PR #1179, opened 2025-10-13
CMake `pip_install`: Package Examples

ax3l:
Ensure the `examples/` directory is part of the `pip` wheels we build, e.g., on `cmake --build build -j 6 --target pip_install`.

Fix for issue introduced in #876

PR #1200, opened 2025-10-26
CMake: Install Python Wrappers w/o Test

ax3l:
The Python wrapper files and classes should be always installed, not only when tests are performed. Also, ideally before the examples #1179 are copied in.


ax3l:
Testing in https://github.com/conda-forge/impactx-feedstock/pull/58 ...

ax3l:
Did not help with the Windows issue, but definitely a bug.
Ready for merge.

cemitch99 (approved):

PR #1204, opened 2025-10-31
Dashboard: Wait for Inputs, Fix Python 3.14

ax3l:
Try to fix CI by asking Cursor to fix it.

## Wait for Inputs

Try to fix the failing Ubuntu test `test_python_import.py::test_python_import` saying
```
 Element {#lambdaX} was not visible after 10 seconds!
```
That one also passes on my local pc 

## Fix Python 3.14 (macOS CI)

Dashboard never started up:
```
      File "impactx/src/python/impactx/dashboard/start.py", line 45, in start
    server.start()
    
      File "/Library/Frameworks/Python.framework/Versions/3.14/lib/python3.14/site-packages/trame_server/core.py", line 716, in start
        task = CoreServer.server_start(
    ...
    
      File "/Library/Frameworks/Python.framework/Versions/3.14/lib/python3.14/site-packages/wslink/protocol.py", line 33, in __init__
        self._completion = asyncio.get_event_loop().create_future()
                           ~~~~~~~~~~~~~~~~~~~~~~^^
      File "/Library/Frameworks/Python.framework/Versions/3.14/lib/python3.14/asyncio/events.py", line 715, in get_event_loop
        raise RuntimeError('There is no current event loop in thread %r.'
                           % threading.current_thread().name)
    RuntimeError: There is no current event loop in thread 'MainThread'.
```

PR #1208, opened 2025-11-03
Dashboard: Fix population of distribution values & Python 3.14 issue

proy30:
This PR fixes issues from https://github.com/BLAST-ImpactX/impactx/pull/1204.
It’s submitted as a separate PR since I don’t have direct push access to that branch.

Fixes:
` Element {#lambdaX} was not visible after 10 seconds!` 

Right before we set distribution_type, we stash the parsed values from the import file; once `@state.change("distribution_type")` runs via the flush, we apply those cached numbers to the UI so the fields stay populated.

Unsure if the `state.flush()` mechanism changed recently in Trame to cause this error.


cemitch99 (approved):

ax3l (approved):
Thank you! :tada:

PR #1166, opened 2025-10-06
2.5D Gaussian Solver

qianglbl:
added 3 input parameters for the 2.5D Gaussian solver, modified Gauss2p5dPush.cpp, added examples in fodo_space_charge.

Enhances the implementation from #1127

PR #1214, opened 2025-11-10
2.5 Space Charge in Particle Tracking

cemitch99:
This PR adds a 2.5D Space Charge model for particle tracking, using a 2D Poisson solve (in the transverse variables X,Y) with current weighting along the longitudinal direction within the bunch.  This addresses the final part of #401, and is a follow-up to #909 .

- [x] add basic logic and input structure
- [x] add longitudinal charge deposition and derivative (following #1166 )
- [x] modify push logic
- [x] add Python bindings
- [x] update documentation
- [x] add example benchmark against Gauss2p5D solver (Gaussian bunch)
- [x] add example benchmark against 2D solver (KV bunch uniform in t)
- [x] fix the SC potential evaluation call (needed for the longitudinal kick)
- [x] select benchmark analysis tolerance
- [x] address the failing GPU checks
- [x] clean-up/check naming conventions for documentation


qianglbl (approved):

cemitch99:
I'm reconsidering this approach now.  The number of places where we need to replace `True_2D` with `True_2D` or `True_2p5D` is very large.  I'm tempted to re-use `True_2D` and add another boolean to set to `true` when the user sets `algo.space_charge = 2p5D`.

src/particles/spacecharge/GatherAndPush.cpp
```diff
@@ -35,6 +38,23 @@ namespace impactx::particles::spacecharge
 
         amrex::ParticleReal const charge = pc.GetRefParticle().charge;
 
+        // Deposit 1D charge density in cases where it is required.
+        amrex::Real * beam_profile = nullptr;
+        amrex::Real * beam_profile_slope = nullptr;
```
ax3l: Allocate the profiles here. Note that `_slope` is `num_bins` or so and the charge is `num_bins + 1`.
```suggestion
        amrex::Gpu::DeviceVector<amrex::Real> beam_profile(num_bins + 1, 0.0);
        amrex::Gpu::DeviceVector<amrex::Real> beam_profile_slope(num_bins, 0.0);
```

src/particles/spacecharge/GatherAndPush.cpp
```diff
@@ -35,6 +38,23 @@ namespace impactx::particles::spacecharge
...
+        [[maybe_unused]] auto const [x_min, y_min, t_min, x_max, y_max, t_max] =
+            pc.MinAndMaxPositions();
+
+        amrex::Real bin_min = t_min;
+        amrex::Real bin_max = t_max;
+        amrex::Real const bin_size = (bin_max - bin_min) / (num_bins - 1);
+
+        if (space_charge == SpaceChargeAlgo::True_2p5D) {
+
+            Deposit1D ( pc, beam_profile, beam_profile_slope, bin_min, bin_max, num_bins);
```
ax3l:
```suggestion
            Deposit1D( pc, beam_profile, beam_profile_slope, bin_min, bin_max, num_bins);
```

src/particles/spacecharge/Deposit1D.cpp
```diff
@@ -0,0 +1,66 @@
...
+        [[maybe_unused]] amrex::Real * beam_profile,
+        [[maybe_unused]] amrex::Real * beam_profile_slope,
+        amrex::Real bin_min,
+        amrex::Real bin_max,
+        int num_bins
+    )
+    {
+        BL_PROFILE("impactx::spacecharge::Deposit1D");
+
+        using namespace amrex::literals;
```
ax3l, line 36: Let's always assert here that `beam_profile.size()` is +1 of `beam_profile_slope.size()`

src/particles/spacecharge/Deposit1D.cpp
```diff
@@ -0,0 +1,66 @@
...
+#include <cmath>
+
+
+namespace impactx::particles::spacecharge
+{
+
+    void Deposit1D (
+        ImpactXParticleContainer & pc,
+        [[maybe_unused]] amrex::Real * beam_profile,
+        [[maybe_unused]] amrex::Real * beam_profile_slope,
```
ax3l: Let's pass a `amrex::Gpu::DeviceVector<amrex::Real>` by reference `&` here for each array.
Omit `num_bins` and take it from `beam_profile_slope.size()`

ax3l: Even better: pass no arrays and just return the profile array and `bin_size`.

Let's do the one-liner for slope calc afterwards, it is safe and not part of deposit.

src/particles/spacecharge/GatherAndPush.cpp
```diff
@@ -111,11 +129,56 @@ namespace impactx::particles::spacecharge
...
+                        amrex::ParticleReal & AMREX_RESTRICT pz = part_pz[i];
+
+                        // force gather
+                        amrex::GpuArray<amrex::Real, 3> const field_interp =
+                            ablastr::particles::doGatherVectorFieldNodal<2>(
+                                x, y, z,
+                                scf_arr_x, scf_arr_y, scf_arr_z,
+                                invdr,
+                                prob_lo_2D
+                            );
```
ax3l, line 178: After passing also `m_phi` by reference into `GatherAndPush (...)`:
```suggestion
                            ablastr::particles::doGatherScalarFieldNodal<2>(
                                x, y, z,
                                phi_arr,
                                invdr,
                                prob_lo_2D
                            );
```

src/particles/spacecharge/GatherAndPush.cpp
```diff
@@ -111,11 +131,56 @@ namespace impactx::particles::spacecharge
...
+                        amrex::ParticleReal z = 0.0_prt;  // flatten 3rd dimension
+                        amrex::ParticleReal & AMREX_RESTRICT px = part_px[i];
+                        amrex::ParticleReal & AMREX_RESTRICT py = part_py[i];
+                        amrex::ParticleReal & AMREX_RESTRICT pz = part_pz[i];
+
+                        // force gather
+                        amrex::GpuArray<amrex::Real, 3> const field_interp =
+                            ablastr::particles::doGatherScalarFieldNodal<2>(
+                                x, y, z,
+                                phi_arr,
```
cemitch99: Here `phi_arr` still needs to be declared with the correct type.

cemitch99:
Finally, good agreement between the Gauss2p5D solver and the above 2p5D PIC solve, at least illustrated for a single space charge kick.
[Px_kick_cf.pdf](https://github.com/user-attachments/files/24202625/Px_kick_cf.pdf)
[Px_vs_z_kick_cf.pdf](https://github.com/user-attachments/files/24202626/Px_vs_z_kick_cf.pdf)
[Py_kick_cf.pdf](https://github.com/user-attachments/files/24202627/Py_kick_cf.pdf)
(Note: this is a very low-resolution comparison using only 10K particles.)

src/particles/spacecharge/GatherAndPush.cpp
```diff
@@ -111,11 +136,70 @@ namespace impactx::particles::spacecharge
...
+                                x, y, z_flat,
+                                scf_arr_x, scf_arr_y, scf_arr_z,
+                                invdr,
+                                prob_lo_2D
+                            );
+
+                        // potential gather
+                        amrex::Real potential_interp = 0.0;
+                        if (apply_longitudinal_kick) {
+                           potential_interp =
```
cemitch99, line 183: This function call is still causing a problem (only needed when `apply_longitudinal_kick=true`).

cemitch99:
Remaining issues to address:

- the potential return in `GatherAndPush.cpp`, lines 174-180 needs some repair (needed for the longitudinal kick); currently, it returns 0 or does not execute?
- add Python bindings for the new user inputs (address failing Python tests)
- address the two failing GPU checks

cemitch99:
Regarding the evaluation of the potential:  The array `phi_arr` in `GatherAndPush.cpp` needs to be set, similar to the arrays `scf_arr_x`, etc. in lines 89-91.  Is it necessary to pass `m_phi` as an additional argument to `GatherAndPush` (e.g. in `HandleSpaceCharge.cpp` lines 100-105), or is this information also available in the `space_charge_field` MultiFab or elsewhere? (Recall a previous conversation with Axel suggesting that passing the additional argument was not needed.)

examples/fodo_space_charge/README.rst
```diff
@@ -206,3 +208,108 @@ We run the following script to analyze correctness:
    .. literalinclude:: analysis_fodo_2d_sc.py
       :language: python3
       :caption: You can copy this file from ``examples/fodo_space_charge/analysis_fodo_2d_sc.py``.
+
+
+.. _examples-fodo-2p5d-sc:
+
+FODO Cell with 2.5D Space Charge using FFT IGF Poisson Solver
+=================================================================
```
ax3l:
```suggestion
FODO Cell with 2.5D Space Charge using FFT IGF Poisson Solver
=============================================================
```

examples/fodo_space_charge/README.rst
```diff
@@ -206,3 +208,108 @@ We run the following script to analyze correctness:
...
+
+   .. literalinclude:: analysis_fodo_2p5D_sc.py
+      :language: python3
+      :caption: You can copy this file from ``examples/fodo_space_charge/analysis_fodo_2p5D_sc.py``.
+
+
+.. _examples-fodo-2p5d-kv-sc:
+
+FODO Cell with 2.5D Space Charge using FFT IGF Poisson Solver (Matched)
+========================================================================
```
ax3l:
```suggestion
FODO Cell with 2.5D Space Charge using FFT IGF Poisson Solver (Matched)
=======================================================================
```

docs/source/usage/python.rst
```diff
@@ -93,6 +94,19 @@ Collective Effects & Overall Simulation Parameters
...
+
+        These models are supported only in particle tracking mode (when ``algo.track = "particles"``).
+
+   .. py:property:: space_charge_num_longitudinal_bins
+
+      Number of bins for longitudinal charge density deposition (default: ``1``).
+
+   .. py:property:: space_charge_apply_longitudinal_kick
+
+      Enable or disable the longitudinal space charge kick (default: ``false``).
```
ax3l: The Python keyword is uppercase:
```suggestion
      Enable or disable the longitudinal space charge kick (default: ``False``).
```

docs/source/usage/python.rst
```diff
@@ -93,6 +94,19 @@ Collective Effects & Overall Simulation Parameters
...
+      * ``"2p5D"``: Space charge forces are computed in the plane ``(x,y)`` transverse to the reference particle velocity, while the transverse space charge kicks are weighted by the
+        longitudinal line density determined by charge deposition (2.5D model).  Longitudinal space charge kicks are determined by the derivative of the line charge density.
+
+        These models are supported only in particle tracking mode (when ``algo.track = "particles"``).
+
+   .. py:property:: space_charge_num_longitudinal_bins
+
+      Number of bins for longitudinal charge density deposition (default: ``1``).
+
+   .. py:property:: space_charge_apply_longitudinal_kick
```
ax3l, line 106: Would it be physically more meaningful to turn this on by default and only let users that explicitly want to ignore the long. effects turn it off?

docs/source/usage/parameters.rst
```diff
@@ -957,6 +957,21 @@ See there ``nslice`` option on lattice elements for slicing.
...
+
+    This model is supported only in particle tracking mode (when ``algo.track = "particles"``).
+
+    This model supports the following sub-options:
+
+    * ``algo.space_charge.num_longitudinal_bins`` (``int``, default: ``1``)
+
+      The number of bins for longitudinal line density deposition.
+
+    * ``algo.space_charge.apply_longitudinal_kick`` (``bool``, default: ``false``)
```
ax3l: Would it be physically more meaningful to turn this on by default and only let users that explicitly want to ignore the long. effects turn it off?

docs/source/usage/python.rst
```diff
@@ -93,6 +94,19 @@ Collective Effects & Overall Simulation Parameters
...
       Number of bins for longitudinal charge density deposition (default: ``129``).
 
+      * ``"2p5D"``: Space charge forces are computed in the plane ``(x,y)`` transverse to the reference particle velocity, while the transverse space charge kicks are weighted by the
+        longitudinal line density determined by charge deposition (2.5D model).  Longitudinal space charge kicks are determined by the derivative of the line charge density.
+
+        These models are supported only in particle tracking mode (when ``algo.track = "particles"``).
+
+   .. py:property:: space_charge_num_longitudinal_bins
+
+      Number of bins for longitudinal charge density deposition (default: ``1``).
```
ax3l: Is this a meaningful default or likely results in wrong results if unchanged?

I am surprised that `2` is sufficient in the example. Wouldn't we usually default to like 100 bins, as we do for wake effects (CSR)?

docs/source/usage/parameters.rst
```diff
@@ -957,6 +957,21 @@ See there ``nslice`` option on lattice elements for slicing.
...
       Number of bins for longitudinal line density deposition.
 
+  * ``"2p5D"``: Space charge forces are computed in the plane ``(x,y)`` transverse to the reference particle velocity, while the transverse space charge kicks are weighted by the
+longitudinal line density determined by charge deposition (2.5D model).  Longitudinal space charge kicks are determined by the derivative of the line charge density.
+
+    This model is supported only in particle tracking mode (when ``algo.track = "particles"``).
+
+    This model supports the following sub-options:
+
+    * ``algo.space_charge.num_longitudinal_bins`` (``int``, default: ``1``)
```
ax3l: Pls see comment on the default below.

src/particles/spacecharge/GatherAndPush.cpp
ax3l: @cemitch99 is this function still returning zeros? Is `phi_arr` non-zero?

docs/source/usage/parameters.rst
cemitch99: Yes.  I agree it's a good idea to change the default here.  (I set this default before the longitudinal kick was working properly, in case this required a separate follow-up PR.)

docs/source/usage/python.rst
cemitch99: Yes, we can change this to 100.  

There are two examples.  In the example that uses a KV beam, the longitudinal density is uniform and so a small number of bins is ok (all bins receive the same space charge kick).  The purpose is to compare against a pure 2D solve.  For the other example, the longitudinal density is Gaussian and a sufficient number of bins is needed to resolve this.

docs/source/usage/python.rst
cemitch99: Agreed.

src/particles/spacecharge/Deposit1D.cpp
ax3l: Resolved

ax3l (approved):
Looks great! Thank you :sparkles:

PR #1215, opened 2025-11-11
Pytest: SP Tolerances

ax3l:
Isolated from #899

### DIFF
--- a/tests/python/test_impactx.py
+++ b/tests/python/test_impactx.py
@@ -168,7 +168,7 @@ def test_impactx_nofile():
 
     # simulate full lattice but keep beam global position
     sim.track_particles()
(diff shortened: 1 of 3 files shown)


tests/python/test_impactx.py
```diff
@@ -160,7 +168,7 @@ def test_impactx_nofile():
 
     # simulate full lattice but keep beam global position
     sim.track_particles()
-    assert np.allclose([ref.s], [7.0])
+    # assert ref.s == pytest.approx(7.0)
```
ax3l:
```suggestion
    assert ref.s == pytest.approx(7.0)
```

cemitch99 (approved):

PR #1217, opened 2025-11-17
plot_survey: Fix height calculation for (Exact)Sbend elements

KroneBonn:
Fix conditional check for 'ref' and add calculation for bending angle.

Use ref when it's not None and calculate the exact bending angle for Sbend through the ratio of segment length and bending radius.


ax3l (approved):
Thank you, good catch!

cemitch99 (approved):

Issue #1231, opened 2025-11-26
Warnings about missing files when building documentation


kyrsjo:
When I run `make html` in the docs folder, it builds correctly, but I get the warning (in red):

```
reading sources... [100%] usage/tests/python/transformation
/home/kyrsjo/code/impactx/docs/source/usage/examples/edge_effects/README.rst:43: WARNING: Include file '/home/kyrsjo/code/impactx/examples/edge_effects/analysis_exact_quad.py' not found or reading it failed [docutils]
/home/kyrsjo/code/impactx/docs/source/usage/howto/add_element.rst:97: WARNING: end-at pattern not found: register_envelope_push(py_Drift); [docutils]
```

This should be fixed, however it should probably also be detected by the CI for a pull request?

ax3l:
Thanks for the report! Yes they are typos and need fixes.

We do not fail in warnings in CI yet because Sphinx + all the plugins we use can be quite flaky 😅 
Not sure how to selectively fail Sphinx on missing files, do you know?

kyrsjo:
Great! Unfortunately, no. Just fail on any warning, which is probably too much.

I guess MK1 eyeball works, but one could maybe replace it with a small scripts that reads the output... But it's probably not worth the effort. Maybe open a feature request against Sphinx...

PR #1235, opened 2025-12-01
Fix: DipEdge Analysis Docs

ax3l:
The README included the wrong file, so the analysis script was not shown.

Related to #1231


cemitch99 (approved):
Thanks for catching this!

* **PROMPT**: Looking at the records above, return exactly the lines from the line with "Looks great! Thank" to the line with "Fix conditional check", both ends included.

* **WRITTEN ANSWER**:
Looks great! Thank you :sparkles:

PR #1215, opened 2025-11-11
Pytest: SP Tolerances

ax3l:
Isolated from #899

### DIFF
--- a/tests/python/test_impactx.py
+++ b/tests/python/test_impactx.py
@@ -168,7 +168,7 @@ def test_impactx_nofile():
 
     # simulate full lattice but keep beam global position
     sim.track_particles()
(diff shortened: 1 of 3 files shown)


tests/python/test_impactx.py
```diff
@@ -160,7 +168,7 @@ def test_impactx_nofile():
 
     # simulate full lattice but keep beam global position
     sim.track_particles()
-    assert np.allclose([ref.s], [7.0])
+    # assert ref.s == pytest.approx(7.0)
```
ax3l:
```suggestion
    assert ref.s == pytest.approx(7.0)
```

cemitch99 (approved):

PR #1217, opened 2025-11-17
plot_survey: Fix height calculation for (Exact)Sbend elements

KroneBonn:
Fix conditional check for 'ref' and add calculation for bending angle.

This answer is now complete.